> **Problem description**:
Would you filter the listing below so that only lines with the word "opened" remain?

Source data START

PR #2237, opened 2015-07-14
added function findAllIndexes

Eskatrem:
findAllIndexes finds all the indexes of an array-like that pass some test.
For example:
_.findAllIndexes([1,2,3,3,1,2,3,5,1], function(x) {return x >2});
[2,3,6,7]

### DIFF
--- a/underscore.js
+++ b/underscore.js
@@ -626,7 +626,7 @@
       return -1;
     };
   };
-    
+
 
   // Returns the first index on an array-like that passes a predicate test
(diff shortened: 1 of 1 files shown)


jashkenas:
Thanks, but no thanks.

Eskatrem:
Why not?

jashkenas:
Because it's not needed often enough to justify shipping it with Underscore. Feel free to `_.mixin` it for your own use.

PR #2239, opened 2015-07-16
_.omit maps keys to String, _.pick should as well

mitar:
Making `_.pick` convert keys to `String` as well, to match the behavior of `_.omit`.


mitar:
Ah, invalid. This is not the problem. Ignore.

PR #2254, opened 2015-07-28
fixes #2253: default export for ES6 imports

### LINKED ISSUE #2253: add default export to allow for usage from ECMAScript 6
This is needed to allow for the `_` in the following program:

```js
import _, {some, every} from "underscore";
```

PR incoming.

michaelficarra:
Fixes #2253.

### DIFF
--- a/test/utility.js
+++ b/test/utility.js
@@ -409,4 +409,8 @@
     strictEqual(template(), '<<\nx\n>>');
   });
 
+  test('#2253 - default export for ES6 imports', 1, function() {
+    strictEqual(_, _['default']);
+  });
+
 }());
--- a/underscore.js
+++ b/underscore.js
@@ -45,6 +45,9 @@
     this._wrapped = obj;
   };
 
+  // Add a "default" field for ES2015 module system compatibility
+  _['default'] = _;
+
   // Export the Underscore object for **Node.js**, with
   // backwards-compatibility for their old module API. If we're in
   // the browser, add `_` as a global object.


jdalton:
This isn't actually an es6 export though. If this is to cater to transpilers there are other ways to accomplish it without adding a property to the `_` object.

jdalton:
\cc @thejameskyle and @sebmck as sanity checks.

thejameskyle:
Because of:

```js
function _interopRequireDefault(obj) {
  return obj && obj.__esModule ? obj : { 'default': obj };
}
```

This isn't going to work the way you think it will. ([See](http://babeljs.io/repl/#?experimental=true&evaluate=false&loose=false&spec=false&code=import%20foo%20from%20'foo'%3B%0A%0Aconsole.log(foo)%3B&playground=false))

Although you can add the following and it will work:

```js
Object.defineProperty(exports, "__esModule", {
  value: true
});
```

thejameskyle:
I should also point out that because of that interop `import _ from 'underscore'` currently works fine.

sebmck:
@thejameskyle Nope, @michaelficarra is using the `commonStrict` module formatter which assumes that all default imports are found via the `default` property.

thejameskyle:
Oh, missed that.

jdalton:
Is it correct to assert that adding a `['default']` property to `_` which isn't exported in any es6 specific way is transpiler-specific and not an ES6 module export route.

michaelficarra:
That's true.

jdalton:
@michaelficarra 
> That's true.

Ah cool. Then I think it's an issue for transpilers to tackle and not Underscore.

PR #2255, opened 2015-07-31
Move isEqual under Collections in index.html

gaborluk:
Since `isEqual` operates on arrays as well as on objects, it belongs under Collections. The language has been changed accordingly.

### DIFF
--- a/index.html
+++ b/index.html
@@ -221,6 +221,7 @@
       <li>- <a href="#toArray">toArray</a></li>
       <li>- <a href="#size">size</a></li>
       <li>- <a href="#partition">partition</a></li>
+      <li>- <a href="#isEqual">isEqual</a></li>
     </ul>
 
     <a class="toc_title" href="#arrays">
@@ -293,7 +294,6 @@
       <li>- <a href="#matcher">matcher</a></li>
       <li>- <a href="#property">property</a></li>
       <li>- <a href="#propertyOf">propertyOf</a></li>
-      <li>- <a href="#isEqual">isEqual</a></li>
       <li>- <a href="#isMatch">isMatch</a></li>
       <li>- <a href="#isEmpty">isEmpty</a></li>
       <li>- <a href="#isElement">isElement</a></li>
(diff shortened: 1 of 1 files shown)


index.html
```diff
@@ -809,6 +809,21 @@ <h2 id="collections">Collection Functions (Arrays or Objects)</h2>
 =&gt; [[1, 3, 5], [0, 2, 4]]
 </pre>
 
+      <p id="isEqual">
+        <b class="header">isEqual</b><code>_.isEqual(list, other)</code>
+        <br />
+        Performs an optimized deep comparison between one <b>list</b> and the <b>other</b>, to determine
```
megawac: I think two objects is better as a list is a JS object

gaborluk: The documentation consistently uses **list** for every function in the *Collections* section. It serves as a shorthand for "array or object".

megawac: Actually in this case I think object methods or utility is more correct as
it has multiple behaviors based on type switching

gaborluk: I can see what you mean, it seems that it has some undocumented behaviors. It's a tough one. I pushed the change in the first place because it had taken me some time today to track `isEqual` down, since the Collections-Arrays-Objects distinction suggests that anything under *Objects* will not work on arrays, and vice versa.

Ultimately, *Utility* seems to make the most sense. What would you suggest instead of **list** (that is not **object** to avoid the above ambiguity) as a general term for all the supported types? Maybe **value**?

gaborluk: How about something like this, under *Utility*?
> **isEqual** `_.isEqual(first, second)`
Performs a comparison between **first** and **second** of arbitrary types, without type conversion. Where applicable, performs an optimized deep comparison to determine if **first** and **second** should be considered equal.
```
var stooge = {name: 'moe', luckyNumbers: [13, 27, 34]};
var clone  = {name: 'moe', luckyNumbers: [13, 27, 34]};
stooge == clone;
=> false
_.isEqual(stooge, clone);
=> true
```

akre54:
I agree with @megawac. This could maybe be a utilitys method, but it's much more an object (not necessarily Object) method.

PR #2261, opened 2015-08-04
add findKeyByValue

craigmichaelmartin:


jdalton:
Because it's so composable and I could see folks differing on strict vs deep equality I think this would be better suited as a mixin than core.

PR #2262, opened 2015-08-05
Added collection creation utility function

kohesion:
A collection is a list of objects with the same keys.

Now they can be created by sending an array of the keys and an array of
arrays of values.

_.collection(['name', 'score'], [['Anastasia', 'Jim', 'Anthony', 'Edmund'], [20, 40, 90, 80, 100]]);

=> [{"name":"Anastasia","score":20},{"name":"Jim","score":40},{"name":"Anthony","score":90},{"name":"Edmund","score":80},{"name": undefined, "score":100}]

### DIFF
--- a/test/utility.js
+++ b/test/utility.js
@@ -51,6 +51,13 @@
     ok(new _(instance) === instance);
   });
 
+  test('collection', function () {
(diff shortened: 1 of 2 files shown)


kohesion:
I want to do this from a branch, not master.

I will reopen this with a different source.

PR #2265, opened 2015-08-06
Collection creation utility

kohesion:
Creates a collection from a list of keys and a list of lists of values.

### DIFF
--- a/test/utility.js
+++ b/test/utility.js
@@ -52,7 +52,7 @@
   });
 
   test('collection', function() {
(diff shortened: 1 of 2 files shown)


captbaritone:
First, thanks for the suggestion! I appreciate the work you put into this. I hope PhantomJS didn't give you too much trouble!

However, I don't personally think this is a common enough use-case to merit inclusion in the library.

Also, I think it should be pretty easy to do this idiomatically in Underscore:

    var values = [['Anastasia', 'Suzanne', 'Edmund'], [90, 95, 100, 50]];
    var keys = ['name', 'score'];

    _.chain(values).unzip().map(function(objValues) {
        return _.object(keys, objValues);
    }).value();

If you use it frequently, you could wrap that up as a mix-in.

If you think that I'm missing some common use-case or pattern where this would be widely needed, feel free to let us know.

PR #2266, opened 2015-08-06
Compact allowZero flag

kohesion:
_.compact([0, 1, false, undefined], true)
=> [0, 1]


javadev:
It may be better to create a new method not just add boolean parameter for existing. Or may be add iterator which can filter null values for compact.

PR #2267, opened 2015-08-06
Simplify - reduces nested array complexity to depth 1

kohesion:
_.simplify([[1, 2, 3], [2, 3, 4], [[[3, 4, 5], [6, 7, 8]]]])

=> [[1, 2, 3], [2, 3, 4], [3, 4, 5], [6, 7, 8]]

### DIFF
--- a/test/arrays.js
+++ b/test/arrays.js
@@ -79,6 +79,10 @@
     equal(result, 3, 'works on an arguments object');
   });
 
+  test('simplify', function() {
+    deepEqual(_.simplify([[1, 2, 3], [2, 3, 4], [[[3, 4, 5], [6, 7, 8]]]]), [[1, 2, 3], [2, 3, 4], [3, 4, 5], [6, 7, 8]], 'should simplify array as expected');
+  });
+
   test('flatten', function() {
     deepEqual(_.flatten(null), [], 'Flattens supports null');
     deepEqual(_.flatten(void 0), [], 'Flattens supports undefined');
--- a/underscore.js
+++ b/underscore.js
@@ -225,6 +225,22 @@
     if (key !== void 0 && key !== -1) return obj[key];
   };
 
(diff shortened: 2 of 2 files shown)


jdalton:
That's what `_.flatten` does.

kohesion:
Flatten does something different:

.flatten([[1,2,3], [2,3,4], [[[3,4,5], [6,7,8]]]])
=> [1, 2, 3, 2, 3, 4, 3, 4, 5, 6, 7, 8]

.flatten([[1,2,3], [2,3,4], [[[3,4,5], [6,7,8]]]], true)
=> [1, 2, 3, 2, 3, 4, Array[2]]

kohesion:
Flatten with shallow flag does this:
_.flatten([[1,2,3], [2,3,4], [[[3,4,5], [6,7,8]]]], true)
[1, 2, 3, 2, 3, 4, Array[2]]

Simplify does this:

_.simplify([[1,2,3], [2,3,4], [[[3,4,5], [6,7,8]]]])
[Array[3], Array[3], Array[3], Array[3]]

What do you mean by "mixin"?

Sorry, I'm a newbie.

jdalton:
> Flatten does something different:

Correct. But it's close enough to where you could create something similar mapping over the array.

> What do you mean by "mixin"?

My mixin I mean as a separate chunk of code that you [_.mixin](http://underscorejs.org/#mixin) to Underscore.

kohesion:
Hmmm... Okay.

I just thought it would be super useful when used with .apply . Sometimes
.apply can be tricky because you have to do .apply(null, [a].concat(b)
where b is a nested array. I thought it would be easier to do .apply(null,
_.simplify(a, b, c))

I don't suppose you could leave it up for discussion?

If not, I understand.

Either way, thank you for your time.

Source data END

> **Task answer**:
PR #2237, opened 2015-07-14
PR #2239, opened 2015-07-16
PR #2254, opened 2015-07-28
PR #2255, opened 2015-07-31
PR #2261, opened 2015-08-04
PR #2262, opened 2015-08-05
PR #2265, opened 2015-08-06
PR #2266, opened 2015-08-06
PR #2267, opened 2015-08-06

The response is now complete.